Friday, February 02, 2018

Lucky Boy

It is no surprise that Shanthi Sekaron's novel is about a boy. Ignacio El Viento Castro Valdez is indeed a lucky boy, because he is deeply loved. His birth mother is Solimar, a young woman who discovered her pregnancy after she traveled--illegally--across the border into the U.S. from Mexico. Her trip was not without its horrors, those dangers and traumas that unaccompanied young women are often forced to face. But she makes a life for herself and her son, living with her cousin Silvia and serving as a housekeeper and nanny to a well-to-do family in Berkeley, CA. She fiercely loves her baby, whom she calls Nacho, and he accompanies her everywhere.

Several blocks away from the street where Soli works, Rishi and Kavya, a young couple whose both sets of parents emigrated from India, struggle to have a child of their own. Having tried everything they can emotionally and financially afford, to no avail, they decide to turn to adoption. They enroll in foster parent training, and then are given the opportunity to foster a child, which could perhaps lead to adoption.

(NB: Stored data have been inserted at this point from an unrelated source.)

PR #7556, opened 2025-12-19
feat: CLI flag to configure whether a notebook is trusted

akshayka:
This PR adds a new flag to `marimo edit` and `marimo run`: `--trusted`. This flag controls whether marimo is run in a Docker container.

* `marimo edit --trusted ...`: does not run in a container
* `marimo edit --untrusted ...`: runs in a Docker container
* `marimo edit <NOTEBOOK>`: prompts whether to run in Docker if `NOTEBOOK` is determined to be hosted remotely; this behavior is the same as it was before this change.

This enables users to run trusted notebooks that are hosted remotely on the host machine, without having to respond interactive prompts. For example, `uvx marimo edit --trusted --sandbox URL`

### DIFF
--- a/marimo/_cli/cli.py
+++ b/marimo/_cli/cli.py
@@ -340,12 +340,12 @@ requirements. These and other issues are described in
 https://github.com/marimo-team/marimo/issues/5219.""",
 )
 @click.option(
-    "--trusted/--no-trusted",
+    "--trusted/--untrusted",
     is_flag=True,
     default=None,
     show_default=False,
     type=bool,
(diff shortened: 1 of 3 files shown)


marimo/_cli/cli.py
```diff
@@ -339,6 +339,14 @@ def _get_stdin_contents() -> str | None:
 requirements. These and other issues are described in
 https://github.com/marimo-team/marimo/issues/5219.""",
 )
+@click.option(
+    "--trusted/--no-trusted",
```
dmadisetti: bugs me a little. I guess `--not-trusted` breaks our pattern

dmadisetti (approved):

PR #8362, opened 2026-02-18
feat: allow excluding code blocks when exporting to PDF

### LINKED ISSUE #8319: Option to suppress inputs for `marimo export pdf`
### Description

I would love an option for `marimo export pdf` to produce output similar to `marimo run` followed by print to PDF, namely only including markdown cells and the _output_ of python cells.

### Suggested solution

A command line flag or environment variable (or both) would do the trick

- [ ] Yes

### Alternatives

I tried 
```bash
uvx --with nbconvert --with jupyter --from jupyter-core jupyter nbconvert --to pdf --execute --stdout $NOTEBOOK \
  --TemplateExporter.exclude_input=True
```
as suggested in [the docs](https://docs.marimo.io/guides/exporting/#export-pdf-from-the-command-line) but math equations in markdown came out unrendered

### Additional context

_No response_

peter-gy:
## 📝 Summary

Enables PDF export without including input code blocks.

Closes #8319

## 🔍 Description of Changes

We collect `--include-inputs/--no-include-inputs` and pass it to the `PDFExporter` instance as option.

## Result

left: notebook exported with `--include-inputs` (default behavior)
right: notebook exported with `--no-include-inputs`

**WebPDF Export**

Unknown

**LaTeX Export**

Unknown-1

### DIFF
--- a/docs/guides/exporting.md
+++ b/docs/guides/exporting.md
@@ -131,6 +131,14 @@ enables exporting to PDF and other formats with Pandoc. See this [publishing](./
 
 ### Export PDF from the command line
 
+You can export directly with marimo:
+
+```bash
+marimo export pdf notebook.py -o notebook.pdf --no-include-inputs
+```
+
+The `--no-include-inputs` flag hides Python code cells while keeping markdown and cell outputs in the generated PDF.
+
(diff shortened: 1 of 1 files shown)


Light2Dark (approved):
nice!

PR #8365, opened 2026-02-18
Use `<table>` for `mo.ui.matrix` with right-aligned numbers

manzt:
The flex-based layout couldn't right-align numbers within columns because each cell sized to its content independently. Switching to an HTML [`table`](https://developer.mozilla.org/en-US/docs/Web/HTML/Reference/Elements/table) gives automatic column-width equalization, so `text-right` on each `<td>` properly aligns numbers like numpy output.  It is also semantically more appropriate here since a matrix is tabular data.

Also adds `tabular-nums` for consistent digit widths.

| before | after |
   |-------------|---------|
   |  |  |

https://github.com/user-attachments/assets/e08b905e-73a8-4f1e-8f78-f7b7b67b4acd

### DIFF
--- a/frontend/src/plugins/impl/MatrixPlugin.tsx
+++ b/frontend/src/plugins/impl/MatrixPlugin.tsx
@@ -193,10 +193,13 @@ const MatrixComponent = ({
   const hasRowLabels = rowLabels != null && rowLabels.length > 0;
   const hasColumnLabels = columnLabels != null && columnLabels.length > 0;
 
+  const numRows = internalValue.length;
+  const numCols = internalValue[0]?.length ?? 0;
+
   return (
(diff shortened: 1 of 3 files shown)


manzt:
With labels:

akshayka (approved):
This looks great to me (though frontend test is failing). EDIT:  I do prefer the labels on the outside of the matrix though

manzt:
I'm happy to merge base branch, and then fast follow with this in the morning (fixing test and moving labels).

manzt:
> I do prefer the labels on the outside of the matrix though

Just pushed up:

https://github.com/user-attachments/assets/2e692ad8-290d-42d7-b0ab-b5f6cddd8132

akshayka (approved):

PR #8374, opened 2026-02-19
fix: Only trigger cell when ALL its dependencies are unblocked

snooze92:
## 📝 Summary

I noticed that when one cell depended on two branches that stopped, the dependant cell correctly stopped initially. But one of the two branches getting "unstopped" unfortunately triggered the dependant cell to run too soon, which could lead to issues such as NameError.

This is an attempt at fixing the issue.

## 🔍 Description of Changes

It seems that every new trigger uses clean state, where the whole transitive closure of the triggered cell gets triggered without the rest of the tree being evaluated at all. With this change, I look for any cell that is about to be run for blocked missing refs and I cancel the cell and its transitive closure whenever I find such blocked missing refs.

Unfortunately, I have to assume that a cell found in "exception" state with a None exception was a stop, and re-wrap the None in a MarimoStopError to get the correct "ancestor stopped" message in the frontend. That seems like a separate cleanup that would be good for Marimo: either make MarimoStopError extend Exception rather than BaseException, or let Cell.exception store BaseExceptions.

In CancelledCells, we might now call add with the same `raising_cell` arguments but different `descendants`, in the case where two different cells depend on the same blocked cell. Things workout fine without a change, but it seems more correct to append all descendants in this case for completeness.

Below is a simple notebook to manually reproduce/verify:

```python
import marimo

__generated_with = "0.19.11"

@app.cell
def _():
    import marimo as mo

    return (mo,)

@app.cell
def _(mo):
    a = mo.ui.text(value="ha!", label="A:").form()
    a
    return (a,)

@app.cell
def _(a, mo):
    mo.stop(not a.value, "A not submitted")

    aa = a.value.upper()
    return (aa,)

@app.cell
def _(mo):
    b = mo.ui.text(value="beh...", label="B:").form()
    b
    return (b,)

@app.cell
def _(b, mo):
    mo.stop(not b.value, "B not submitted")

    bb = b.value.upper()
    return (bb,)

@app.cell
def _(aa, bb):
    aa + bb
    return

@app.cell
def _(aa, bb):
    bb + aa
    return

if __name__ == "__main__":
    app.run()
```

Before this fix, submitting either form before the other runs the last two cells and fails with a NameError because either `aa` or `bb` is not defined...

A side effect of this fix is that when explicitly trying to run a cell that depends on a stopped ancestor, instead of getting a NameError we now get a clear "stopped ancestor" message.

## 📋 Checklist

### DIFF
--- a/marimo/_runtime/runner/cell_runner.py
+++ b/marimo/_runtime/runner/cell_runner.py
@@ -665,6 +665,24 @@ class Runner:
                 blamed_cell = var_cell_id
         return ref, blamed_cell
 
+    def _find_first_blocked_missing_ref(
+        self, cell_id: CellId_t
+    ) -> Optional[CellId_t]:
+        """Return the first out-of-run ancestor still in a stopped/errored state."""
+        cell = self.graph.cells[cell_id]
+        for ref in cell.refs:
+            if ref in self.glbls:
+                # The reference is already available
+                continue
+            for defining_cell_id in self.graph.get_defining_cells(ref):
+                if defining_cell_id in self._run_position:
+                    # The defining cell is part of this run
+                    continue
+                defining_cell = self.graph.cells[defining_cell_id]
+                if defining_cell.run_result_status == "exception":
+                    return defining_cell_id
+        return None
+
     async def run_all(self) -> None:
         from marimo._runtime.runner.hook_context import (
             OnFinishHookContext,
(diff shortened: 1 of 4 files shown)


snooze92:
I don't seem able to add a label myself.

I see `tests._server.api.endpoints.test_resume_session.test_resume_session_with_watch` failed in the CI, but it works locally and I notice `@pytest.mark.flaky(reruns=3)` in the code for that test.

PR #8375, opened 2026-02-19
feat: CLI error UX improvements

peter-gy:
## 📝 Summary

Improves CLI error UX so error output is easier to scan, easier to act on, and more consistent across entry points.

Parser errors now do not include full help dump, typo paths suggest likely commands/flags, and dependency failures show pkg manager aware install commands with clear fallback guidance. Runtime/setup failures that were previously surfaced as usage errors were also normalized to runtime-style CLI errors.

## 🔍 Description of Changes

I used https://github.com/marimo-team/marimo/compare/ms/cli-errors?expand=1 as the starting direction for CLI error normalization and carried over the core idea of moving non-usage failures to structured runtime/dependency errors through shared abstractions.

From there, this PR extends the scope by:

- compact parser UX so parse failures show: `error`, `usage`, and `--help` hint, instead of full command help.
- typo suggestions for unknown commands/subcommands and short-flag mistakes.
- declarative, manager-aware install/follow-up command generation and wires it through dependency-heavy CLI paths (`export`, `thumbnail`, `convert`, `sandbox`, `mcp`, `upgrade`).

### Top-level typo suggestion

```bash
# Before
$ marimo xport
Error: No such command 'xport'.
...full help output...

# After
$ marimo xport
error: unrecognized command 'xport'

  tip: a similar command exists: 'export'

Usage: marimo [OPTIONS] COMMAND [ARGS]...
For more information, try '--help'.
```

### Nested command typo suggestion

```bash
# Before
$ marimo export hxml
Error: No such command 'hxml'.
...full export help output...

# After
$ marimo export hxml
error: unrecognized command 'hxml'

  tip: a similar command exists: 'html'

Usage: marimo export [OPTIONS] COMMAND [ARGS]...
For more information, try '--help'.
```

### Flag typo handling

```bash
# Before
$ marimo edit --hedlss
Error: No such option: --hedlss (Possible options: --headless, --help)
...full edit help output...

# After
$ marimo edit --hedlss
error: unexpected argument '--hedlss' found

  tip: some similar arguments exist: '--headless', '--help'

Usage: marimo edit [OPTIONS] [NAME] [ARGS]...
For more information, try '--help'.
```

### Runtime vs usage error semantics

```bash
# Before
$ SHELL= marimo shell-completion
...usage-style failure + help dump...
# exit 2

# After
$ SHELL= marimo shell-completion
Error: Could not determine shell. Please set $SHELL environment variable.
# exit 1
```

### Dependency hints (manager-aware + fallback)

```bash
# Before (example: export pdf missing deps)
Error: ... required ...
  Tip: Install with:
    pip install ...

# After
Error: ... required ...

  Tip: Install with:
    <manager-aware command>

  Or with pip:
    python -m pip install ...

  Tip: Alternative:
    marimo export pdf ... --sandbox
```

### MCP / sandbox dependency paths

```bash
# Before
single hard-coded install guidance, often usage-error style

# After
structured dependency error with:
- manager-aware install command
- pip fallback
- consistent runtime/dependency error semantics
```

### DIFF
--- a/marimo/_cli/upgrade.py
+++ b/marimo/_cli/upgrade.py
@@ -29,9 +29,12 @@ def print_latest_version(current_version: str, state: MarimoCLIState) -> None:
     echo(orange(message))
     upgrade_commands = get_upgrade_commands("marimo")
     if upgrade_commands:
-        echo(f"Run {green(upgrade_commands[0])} to upgrade.")
-        if len(upgrade_commands) > 1:
-            echo(f"Or run {green(upgrade_commands[1])}.")
+        if len(upgrade_commands) == 1:
+            echo(f"Run {green(upgrade_commands[0])} to upgrade.")
+        else:
+            primary_command = green(upgrade_commands[0])
+            fallback_command = green(upgrade_commands[1])
+            echo(f"Run {primary_command} or {fallback_command} to upgrade.")
 
     if state.notices:
         echo()
--- a/tests/_cli/test_upgrade.py
+++ b/tests/_cli/test_upgrade.py
@@ -64,6 +64,18 @@ def test_print_latest_version_uses_manager_aware_commands(
         "python -m pip install --upgrade marimo" in call[0][0]
         for call in mock_echo.call_args_list
     )
+    assert any(
+        (
+            "Run pixi upgrade marimo or "
+            "python -m pip install --upgrade marimo to upgrade."
+        )
+        in call[0][0]
+        for call in mock_echo.call_args_list
+    )
+    assert not any(
+        call.args and str(call.args[0]).startswith("Or run ")
+        for call in mock_echo.call_args_list
+    )
 
 
 @patch("marimo._cli.upgrade._fetch_data_from_url")


peter-gy:
@akshayka while this is not an API change, it is a very close-to-the-user modification, so your feedback would be appreciated!

dmadisetti:
Nice ! 
image

dmadisetti:
🤔  @peter-gy I think we need to rename that test. Not sure if you are online so I'll do it

marimo/_cli/suggestions.py
```diff
@@ -0,0 +1,116 @@
...
+
+
+def _lower_map(candidates: Iterable[str]) -> dict[str, str]:
+    lowered: dict[str, str] = {}
+    for candidate in candidates:
+        lowered.setdefault(candidate.lower(), candidate)
+    return lowered
+
+
+def suggest_commands(token: str, candidates: Iterable[str]) -> list[str]:
```
dmadisetti, line 24: Ah, I was wondering if it was a built in. I guess fine, but would be nice to maybe break out `levenshtein_distance` into a util or something if needed elsewhere. Did you have an implementation source? I think in fe we also call this edit_distance

peter-gy:
> 🤔 @peter-gy I think we need to rename that test. Not sure if you are online so I'll do it

thanks!

marimo/_cli/suggestions.py
peter-gy: > Ah, I was wondering if it was a built in. I guess fine, but would be nice to maybe break out levenshtein_distance into a util or something if needed elsewhere.

Refactored it into a dedicated util and renamed to `edit_distance` for consistency

> Did you have an implementation source?

I let gpt-5.3-codex-high generate it

marimo/_cli/help_formatter.py
```diff
@@ -9,13 +9,22 @@
...
 
 
+def _split_option_token(token: str) -> tuple[str, str]:
+    """Split option-like tokens without depending on click's private parser."""
+    first = token[:1]
+    if first.isalnum():
+        return "", token
+    if token[1:2] == first:
+        return token[:2], token[2:]
+    return first, token[1:]
```
peter-gy, line 25: older supported Click versions (e.g. 8.1.x) don’t expose `click.parser._split_opt`, so importing it crashes CLI module import. this is a compat fix to address the issue.

marimo/_cli/suggestions.py
dmadisetti: Well tests pass !

dmadisetti: Also, I think it's fine to keep scoped in the file it's only used one place. Was more thinking aloud. But nice

peter-gy:
Thanks for the input @akshayka.

> 1. When is the upgrade message shown? Is it deliberate for it to only show on error?

Good catch. I changed the order so `check_for_updates(...)` runs only after `edit` preflight succeeds (sandbox deps + shared-memory checks), right before `start(...)`.  So on setup failures like missing `pyzmq`, we no longer print the upgrade banner first.

> 2. Error legibility.

Great point, just made the `Error` prefix bold red.

> 3. pyzmq suggested install.

Mm, yes, makes sense. Got rid of redundant `pyzmq` suggestion.

akshayka (commented):
@peter-gy thanks for the changes, the messages feel much better now.

One nit:

Instead of splitting the upgrade messages over two sentences, i.e. instead of

```
Run pixi upgrade marimo to upgrade.
Or run python -m pip install --upgrade marimo.
```

could we instead have a single sentence

```
Run pixi upgrade marimo or python -m pip install --upgrade marimo to upgrade.
```

peter-gy:
> @peter-gy thanks for the changes, the messages feel much better now.
> 
> One nit:
> 
> Instead of splitting the upgrade messages over two sentences, i.e. instead of
> 
> ```
> Run pixi upgrade marimo to upgrade.
> Or run python -m pip install --upgrade marimo.
> ```
> 
> could we instead have a single sentence
> 
> ```
> Run pixi upgrade marimo or python -m pip install --upgrade marimo to upgrade.
> ```

The idea of the list-like design was to let each command sit on its own copy-pasteable line, similarly to the suggestions we display for missing dependencies.
I can see the value of the single sentence approach as well though.

PR #8376, opened 2026-02-19
Add option to display error tracebacks inline and in modal

### LINKED ISSUE #7984: Allow tracebacks to be exposed to users in deployed apps

wlach:
## 📝 Summary

Closes #7984

## 🔍 Description of Changes

Add an optional mode (disabled by default) to display error tracebacks both inline and in a modal when in run (app) mode. This makes it easier for users to report errors in internal environments.

## 📋 Checklist

### DIFF
--- a/frontend/src/core/cells/logs.ts
+++ b/frontend/src/core/cells/logs.ts
@@ -78,7 +78,9 @@ export function getCellLogsForMessage(cell: CellMessage): CellLog[] {
 
     // Find exception errors and check for traceback
     const exceptionErrors = cell.output.data.filter(
-      (error) => "type" in error && error.type === "exception" || error.type === "internal",
+      (error) =>
+        ("type" in error && error.type === "exception") ||
+        error.type === "internal",
     );
 
     if (exceptionErrors.length > 0 && !didAlreadyToastError) {
@@ -94,13 +96,15 @@ export function getCellLogsForMessage(cell: CellMessage): CellLog[] {
         const handleClick = () => {
           store.set(tracebackModalAtom, {
             traceback: errorWithTraceback.traceback,
-            errorMessage: errorWithTraceback.msg || "An internal error occurred",
+            errorMessage:
+              errorWithTraceback.msg || "An internal error occurred",
           });
         };
 
         toast({
           title: "An internal error occurred",
-          description: errorWithTraceback.msg || "Click 'View' to see traceback",
+          description:
+            errorWithTraceback.msg || "Click 'View' to see traceback",
           variant: "danger",
           action: React.createElement(
             ToastAction,
--- a/frontend/src/components/editor/renderers/vertical-layout/vertical-layout.tsx
+++ b/frontend/src/components/editor/renderers/vertical-layout/vertical-layout.tsx
@@ -121,9 +121,7 @@ const VerticalLayoutRenderer: React.FC<VerticalLayoutProps> = ({
         staleInputs={cell.staleInputs}
         name={cell.name}
         kiosk={kioskMode}
-        showErrorTracebacks={
-          userConfig.runtime.show_tracebacks ?? false
-        }
+        showErrorTracebacks={userConfig.runtime.show_tracebacks ?? false}
       />
     );
   };
@@ -439,7 +437,8 @@ const VerticalCell = memo(
       outputIsError &&
       Array.isArray(output?.data) &&
       output.data.some(
-        (e: MarimoError) => e.type === "exception" && "traceback" in e && e.traceback,
+        (e: MarimoError) =>
+          e.type === "exception" && "traceback" in e && e.traceback,
       );
     const hidden =
       (errored || interrupted || stopped || outputIsError) && !hasTraceback;


wlach:
@akshayka @manzt per discussion, would love some feedback. Currently lacking docs, happy to try my hand at adding some.

marimo/_cli/cli.py
```diff
@@ -1002,6 +1002,13 @@ def _collect_marimo_files(paths: list[str]) -> _CollectedRunFiles:
     hidden=True,
     help="Custom asset URL for loading static resources. Can include {version} placeholder.",
 )
+@click.option(
+    "--show-error-tracebacks/--no-show-error-tracebacks",
```
akshayka:
```suggestion
    "--show-tracebacks/--no-show-tracebacks",
```

marimo/_config/config.py
```diff
@@ -169,6 +169,9 @@ class RuntimeConfig(TypedDict):
        The default is None.
     - `default_csv_encoding`: the default encoding for CSV exports.
         The default is `"utf-8"`.
+    - `show_error_tracebacks`: if `True`, show detailed error tracebacks in run mode.
+        When enabled, exceptions will display a clickable toast that opens a modal with the full traceback.
+        The default is `True`.
```
akshayka: Does this need to be in config? This isn't really a runtime configuration in my mind. The console redirection is also not in config

frontend/src/core/cells/logs.ts
```diff
@@ -72,17 +76,48 @@ export function getCellLogsForMessage(cell: CellMessage): CellLog[] {
       });
     });
 
-    const shouldToast = cell.output.data.some(
-      (error) => error.type === "internal",
+    // Find exception errors and check for traceback
+    const exceptionErrors = cell.output.data.filter(
+      (error: any) => error.type === "exception" || error.type === "internal",
     );
```
manzt, line 84: I believe we can remove the explicit `any` with type narrowing:

```suggestion
    const exceptionErrors = cell.output.data.filter(
      (error) =>
        "type" in error &&
        (error.type === "exception" || error.type === "internal"),
    );
```

frontend/src/core/cells/logs.ts
```diff
@@ -72,17 +76,48 @@ export function getCellLogsForMessage(cell: CellMessage): CellLog[] {
...
-      toast({
-        title: "An internal error occurred",
-        description: "See console for details.",
-        className:
-          "text-xs text-background bg-(--red-10) py-2 pl-3 *:flex *:gap-3",
-      });
+
+      // Find first error with a traceback
+      const errorWithTraceback = exceptionErrors.find(
+        (error: any) => error.traceback,
```
manzt: I think with changes above this can be removed (type is inferred).

frontend/src/core/cells/logs.ts
```diff
@@ -72,17 +76,48 @@ export function getCellLogsForMessage(cell: CellMessage): CellLog[] {
...
+      );
```
manzt, line 92: I think with changes above this can be removed (type is inferred).

```suggestion
      const errorWithTraceback = exceptionErrors.find(
        (error) => error.traceback,
      );
```

wlach:
Thanks all! Very reasonable requests for changes, I'll try to find some time to polish this up next week.

marimo/_config/config.py
wlach: Happy to take this out.

wlach: Actually looking again I think it would be difficult for it not to be runtime config as that seems to be the only easy way to propagate the state from the server to the client. Lmk if I'm missing something

wlach: Note also that the comment was wrong, the default should be `False`

frontend/src/core/cells/logs.ts
wlach: Appears so!

tests/_messaging/test_tracebacks.py
```diff
@@ -129,6 +129,43 @@ def test_write_traceback_html_for_regular_http_request(self) -> None:
         finally:
             HTTP_REQUEST_CTX.reset(token)
 
+    def test_write_traceback_suppressed_in_run_mode(self) -> None:
```
wlach, line 132: Adding some tests here to verify both that the traceback *is* propagated via websocket when the setting is there and it is *not* propagated via websocket if it isn't (the default).

Not sure if this is the best way of doing this, feedback welcome.

wlach:
@mscolnick @akshayka @manzt Sorry, I got a little over my skis with this one. I attempted to reply to all the review feedback and I'm fairly confident the PR is *functionally* correct, however I've run into some issues with CI that I'm not sure how to overcome (I'm getting errors that don't seem to have anything to do with these changes both in CI and locally) and I also don't feel I understand marimo's internal architecture well enough to be fully confident that my changes to the internals are done in the best possible way. 

FWIW I've been testing locally with this notebook:

```py
import marimo

@app.cell
def _():
    import marimo as mo
    return


@app.cell
def _():
    raise RuntimeError("LOL")
    return


if __name__ == "__main__":
    app.run()
```

Verified that:

1. In regular mode (`marimo -d run exceptional_notebook.py`) a trace uuid is printed to the console (without details) and an error is emitted to standard out.
2. In traceback mode (`marimo -d run --show-tracebacks exceptional_notebook.py`) it shows the traceback in a modal per the spec here https://github.com/marimo-team/marimo/issues/7984#issuecomment-3900431217.
3. With just `--redirect-console-to-browser` (`marimo -d run --redirect-console-to-browser exceptional_notebook.py`) it will show the traceback in the browser console but not show the new modal UI to copy the traceback
4. With both `--redirect-console-to-browser` *and* `--show-tracebacks` (`marimo -d run --redirect-console-to-browser --show-tracebacks exceptional_notebook.py`) it will both show the trackback in the console and the new UI.

Definitely happy to iterate further on this as time allows, but also fine if you want to take it from here (maintainers should be able to write to my branch).

dmadisetti:
@wlach thanks for your patience, I know this one has been stalled for a bit. For the most part looks good to me. Just some thoughts for discussion:

1. We only toast the first error seen 
2. The spacing between errors is a little harsh

image

Aside from that I think it looks great. A step up over just console logs I think for immediate debugging

dmadisetti:
I'd actually be OK with these as a followup. Happy to get this in as is

wlach:
> I'd actually be OK with these as a followup. Happy to get this in as is

Cool, that's obviously fine with me (if you think the implementation is sound). I'm not sure what to do about the CI error though. Looking at the logs it seems to be unrelated?

```
Running in a sandbox: /opt/hostedtoolcache/uv/0.11.3/x86_64/uv run --isolated --no-project --compile-bytecode --with-requirements /tmp/tmp4c_gsnxm.txt --refresh --python 3.12.3 marimo new -p 2724 --headless --no-token
  × No solution found when resolving `--with` dependencies:
  ╰─▶ Because there is no version of marimo[lsp]==0.22.0 and you require
      marimo[lsp]==0.22.0, we can conclude that your requirements are
      unsatisfiable.
```

dmadisetti:
Test looks failure looks unrelated, but thanks for checking

PR #8379, opened 2026-02-19
feat: support vectors in ui.matrix

akshayka:
This change updates the (unreleased) API for ui.matrix, allowing it to take column vectors. When the input is 1 dimensional, the element's value is also one dimensional. This change also removes the (unreleased) `ui.vector` symbol, in favor of a single `ui.matrix` element.

Despite the misnomer having an element that supports both 1 and 2d inputs is more convenient than making the user choose between two different APIs.


marimo/_plugins/ui/_impl/matrix.py
```diff
@@ -338,12 +426,18 @@ class matrix(UIElement[list[list[Numeric]], list[list[Numeric]]]):
...
+        min_value: (
+            Numeric | list[list[Numeric]] | list[Numeric] | ArrayLike | None
+        ) = None,
+        max_value: (
+            Numeric | list[list[Numeric]] | list[Numeric] | ArrayLike | None
+        ) = None,
+        step: (
+            Numeric | list[list[Numeric]] | list[Numeric] | ArrayLike
+        ) = 1.0,
+        disabled: bool | list[list[bool]] | list[bool] | ArrayLike = False,
```
dmadisetti, line 440: Right, the typing is pretty annoying, but smaller api will be a plus I think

Even though readers can easily anticipate the juncture at which Soli's and Kavya's paths will cross, it is still painful and heart-breaking to see it happen. A simple traffic stop turns Soli's life upside down, as she is sentenced to a detention center and prepared for deportation. Nacho, whom Kavya and Rishi come to call Iggy, meets a second Mama who loves him nearly as deeply as Soli does.

This is a wonderful story that explores complicated issues of love and belonging in the framework of the current state of immigration policies in the U.S. Highly recommended!